> _TASK TO COMPLETE_: Copy each line from the entries that the word "expected" appears in.

Saved entries:

PR #260, opened 2025-01-30
test artifact caching

jku:
Artifact caching is not part of the spec but it is a good idea
* Client CLI document did not mention caching before: Add it in the doc
* Add test that verifies that two download commands do not result in two downloads
* python test client did not support this so support was added

we already have tests for making sure that if artifact content changes the new content is downloaded, so I did not test that here

### DIFF
--- a/tuf_conformance/test_file_download.py
+++ b/tuf_conformance/test_file_download.py
@@ -238,3 +238,28 @@ def test_download_with_unknown_hash_algorithm(
     # and only then realize hash cannot be verified
     assert client.download_target(init_data, target_path) == 1
     assert client.get_downloaded_target_bytes() == []
+
+
+def test_artifact_cache(client: ClientRunner, server: SimulatorServer) -> None:
+    """In this test client is asked to download the same artifact twice.
+    The client is expected return the cached content on the second time.
+
+    Artifact caching is not required in the specification: clients
+    that do not support it can mark this test as expected to fail
+    """
+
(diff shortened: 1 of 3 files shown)


jku:
The potential argument against adding this test is that caching might not be a feature of the tuf library itself (since it's somewhat trivial for most applications to do) but
* I think xfailing the test is easy enough for users that don't see the point here
* If it's easy for apps,it's also easy for the conformance client

tuf_conformance/test_file_download.py
```diff
@@ -238,3 +238,28 @@ def test_download_with_unknown_hash_algorithm(
     # and only then realize hash cannot be verified
     assert client.download_target(init_data, target_path) == 1
     assert client.get_downloaded_target_bytes() == []
+
+
+def test_artifact_cache(client: ClientRunner, server: SimulatorServer) -> None:
```
loosebazooka, line 243: Should we include the test where the artifact should be downloaded again because the contents changed?

jku: `test_multiple_changes_to_target` should handle that along with other cases... 

I can see some advantage from having a simple test that would only test what you suggest (instead of a long test that tests multiple things), but it does not seem strictly necessary 🤷

loosebazooka: Oh no I'm just not aware of what was in there and it was too much work from my phone to go looking. Lgtm.

loosebazooka (approved):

> _EXERCISE OUTPUT_:
+    The client is expected return the cached content on the second time.
+    that do not support it can mark this test as expected to fail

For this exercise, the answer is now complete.